>>

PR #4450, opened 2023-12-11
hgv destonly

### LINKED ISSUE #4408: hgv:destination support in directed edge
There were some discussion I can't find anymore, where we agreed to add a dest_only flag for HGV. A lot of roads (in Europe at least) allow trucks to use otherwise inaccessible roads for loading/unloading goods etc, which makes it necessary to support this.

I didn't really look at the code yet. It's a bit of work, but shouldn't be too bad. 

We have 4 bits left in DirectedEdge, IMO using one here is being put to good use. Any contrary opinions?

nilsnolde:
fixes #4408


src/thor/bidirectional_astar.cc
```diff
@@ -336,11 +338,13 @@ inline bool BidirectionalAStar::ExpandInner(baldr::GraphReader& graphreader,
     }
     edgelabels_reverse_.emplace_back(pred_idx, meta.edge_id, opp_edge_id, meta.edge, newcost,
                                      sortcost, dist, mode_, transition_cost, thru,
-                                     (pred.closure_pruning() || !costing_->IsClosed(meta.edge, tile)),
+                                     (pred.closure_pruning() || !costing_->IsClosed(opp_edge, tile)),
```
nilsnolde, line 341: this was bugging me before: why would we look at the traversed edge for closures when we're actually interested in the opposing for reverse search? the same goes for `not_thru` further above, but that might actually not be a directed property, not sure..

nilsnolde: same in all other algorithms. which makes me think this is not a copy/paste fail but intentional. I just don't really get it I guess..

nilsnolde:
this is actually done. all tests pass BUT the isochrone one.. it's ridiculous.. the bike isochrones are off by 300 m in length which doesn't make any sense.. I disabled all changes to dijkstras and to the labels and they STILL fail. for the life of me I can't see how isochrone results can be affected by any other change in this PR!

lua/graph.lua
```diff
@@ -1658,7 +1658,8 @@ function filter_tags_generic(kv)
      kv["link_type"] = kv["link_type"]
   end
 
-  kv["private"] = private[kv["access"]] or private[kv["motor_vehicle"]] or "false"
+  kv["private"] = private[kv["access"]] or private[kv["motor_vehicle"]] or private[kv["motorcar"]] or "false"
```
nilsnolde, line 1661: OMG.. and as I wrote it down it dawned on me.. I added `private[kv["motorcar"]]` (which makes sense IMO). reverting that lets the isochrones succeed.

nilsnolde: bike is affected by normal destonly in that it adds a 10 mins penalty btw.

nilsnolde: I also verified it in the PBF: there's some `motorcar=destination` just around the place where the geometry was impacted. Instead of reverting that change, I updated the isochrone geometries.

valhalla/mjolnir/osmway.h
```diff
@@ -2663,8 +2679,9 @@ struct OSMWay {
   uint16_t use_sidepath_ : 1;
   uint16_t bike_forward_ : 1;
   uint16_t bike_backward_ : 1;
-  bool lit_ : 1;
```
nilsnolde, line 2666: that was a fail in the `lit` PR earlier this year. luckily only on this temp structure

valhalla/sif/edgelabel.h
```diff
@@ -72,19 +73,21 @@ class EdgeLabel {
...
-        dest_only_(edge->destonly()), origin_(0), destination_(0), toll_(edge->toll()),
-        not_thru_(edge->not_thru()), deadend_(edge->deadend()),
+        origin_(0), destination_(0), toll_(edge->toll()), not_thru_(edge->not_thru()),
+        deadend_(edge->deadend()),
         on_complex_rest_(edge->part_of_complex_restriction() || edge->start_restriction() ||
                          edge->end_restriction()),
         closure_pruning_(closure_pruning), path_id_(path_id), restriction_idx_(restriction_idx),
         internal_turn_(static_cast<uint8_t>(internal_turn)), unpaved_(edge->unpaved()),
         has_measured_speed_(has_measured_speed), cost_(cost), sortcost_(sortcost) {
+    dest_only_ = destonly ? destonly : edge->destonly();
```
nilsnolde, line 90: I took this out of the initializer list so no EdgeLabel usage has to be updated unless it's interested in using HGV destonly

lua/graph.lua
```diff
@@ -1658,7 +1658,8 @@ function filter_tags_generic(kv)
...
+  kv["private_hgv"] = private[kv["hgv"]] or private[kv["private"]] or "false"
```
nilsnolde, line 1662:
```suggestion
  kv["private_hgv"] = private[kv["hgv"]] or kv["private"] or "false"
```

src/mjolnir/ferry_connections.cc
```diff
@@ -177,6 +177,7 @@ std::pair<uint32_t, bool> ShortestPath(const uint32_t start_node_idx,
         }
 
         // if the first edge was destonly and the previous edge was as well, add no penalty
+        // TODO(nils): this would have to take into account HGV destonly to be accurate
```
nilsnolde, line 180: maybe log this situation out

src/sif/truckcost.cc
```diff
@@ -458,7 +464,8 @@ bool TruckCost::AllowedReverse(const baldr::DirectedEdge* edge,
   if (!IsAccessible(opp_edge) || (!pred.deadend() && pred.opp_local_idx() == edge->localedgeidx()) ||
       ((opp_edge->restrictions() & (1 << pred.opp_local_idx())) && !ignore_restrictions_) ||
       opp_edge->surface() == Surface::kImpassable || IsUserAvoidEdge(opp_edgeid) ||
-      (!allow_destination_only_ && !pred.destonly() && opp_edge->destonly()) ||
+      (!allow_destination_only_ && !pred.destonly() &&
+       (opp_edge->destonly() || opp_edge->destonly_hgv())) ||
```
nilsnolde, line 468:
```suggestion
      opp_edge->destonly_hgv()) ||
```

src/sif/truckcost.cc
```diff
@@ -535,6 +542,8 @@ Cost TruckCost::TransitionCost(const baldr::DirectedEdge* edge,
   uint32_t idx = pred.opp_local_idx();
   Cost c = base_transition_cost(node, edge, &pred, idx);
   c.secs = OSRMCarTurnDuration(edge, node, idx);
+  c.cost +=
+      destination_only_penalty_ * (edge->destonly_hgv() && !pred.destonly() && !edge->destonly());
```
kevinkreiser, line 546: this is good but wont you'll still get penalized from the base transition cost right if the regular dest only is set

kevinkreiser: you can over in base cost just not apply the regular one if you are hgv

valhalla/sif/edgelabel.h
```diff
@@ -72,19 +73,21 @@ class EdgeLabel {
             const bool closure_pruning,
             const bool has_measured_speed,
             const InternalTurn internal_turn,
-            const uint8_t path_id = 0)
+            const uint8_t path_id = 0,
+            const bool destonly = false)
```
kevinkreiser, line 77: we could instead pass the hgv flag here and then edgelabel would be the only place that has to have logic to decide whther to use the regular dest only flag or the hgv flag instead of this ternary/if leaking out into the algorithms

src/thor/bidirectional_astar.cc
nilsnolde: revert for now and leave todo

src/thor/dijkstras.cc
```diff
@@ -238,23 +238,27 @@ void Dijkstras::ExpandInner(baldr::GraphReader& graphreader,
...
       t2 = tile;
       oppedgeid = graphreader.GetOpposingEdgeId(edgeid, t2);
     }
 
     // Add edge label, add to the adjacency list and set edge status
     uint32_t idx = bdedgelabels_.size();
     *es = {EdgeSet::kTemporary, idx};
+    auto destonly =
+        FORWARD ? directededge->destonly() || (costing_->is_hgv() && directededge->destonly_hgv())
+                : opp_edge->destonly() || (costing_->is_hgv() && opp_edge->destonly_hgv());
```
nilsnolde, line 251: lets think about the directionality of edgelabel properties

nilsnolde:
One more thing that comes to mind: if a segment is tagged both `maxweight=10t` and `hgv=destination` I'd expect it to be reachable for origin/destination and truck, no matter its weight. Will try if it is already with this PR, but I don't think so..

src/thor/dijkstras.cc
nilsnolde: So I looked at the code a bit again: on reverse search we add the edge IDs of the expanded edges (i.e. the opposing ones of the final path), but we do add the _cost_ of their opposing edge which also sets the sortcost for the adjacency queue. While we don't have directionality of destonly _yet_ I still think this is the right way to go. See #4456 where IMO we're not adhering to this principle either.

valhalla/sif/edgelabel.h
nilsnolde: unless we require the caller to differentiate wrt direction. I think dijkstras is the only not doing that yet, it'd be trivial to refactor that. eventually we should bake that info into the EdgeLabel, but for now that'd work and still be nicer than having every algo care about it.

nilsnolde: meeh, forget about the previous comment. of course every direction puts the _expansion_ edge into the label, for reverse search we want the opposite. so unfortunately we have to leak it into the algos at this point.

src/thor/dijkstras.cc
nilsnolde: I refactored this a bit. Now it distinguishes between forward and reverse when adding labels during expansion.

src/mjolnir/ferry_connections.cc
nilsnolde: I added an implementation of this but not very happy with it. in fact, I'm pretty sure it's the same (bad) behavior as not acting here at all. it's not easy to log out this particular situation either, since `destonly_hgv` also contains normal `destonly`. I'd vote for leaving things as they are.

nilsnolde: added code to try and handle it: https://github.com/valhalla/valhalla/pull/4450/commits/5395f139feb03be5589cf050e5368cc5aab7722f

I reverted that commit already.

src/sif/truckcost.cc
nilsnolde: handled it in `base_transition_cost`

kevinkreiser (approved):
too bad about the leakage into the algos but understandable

<<

Your response should contain each line of the listing in which the word "private" occurs.

### EXERCISE RESPONSE
-  kv["private"] = private[kv["access"]] or private[kv["motor_vehicle"]] or "false"
+  kv["private"] = private[kv["access"]] or private[kv["motor_vehicle"]] or private[kv["motorcar"]] or "false"
nilsnolde, line 1661: OMG.. and as I wrote it down it dawned on me.. I added `private[kv["motorcar"]]` (which makes sense IMO). reverting that lets the isochrones succeed.
+  kv["private_hgv"] = private[kv["hgv"]] or private[kv["private"]] or "false"
  kv["private_hgv"] = private[kv["hgv"]] or kv["private"] or "false"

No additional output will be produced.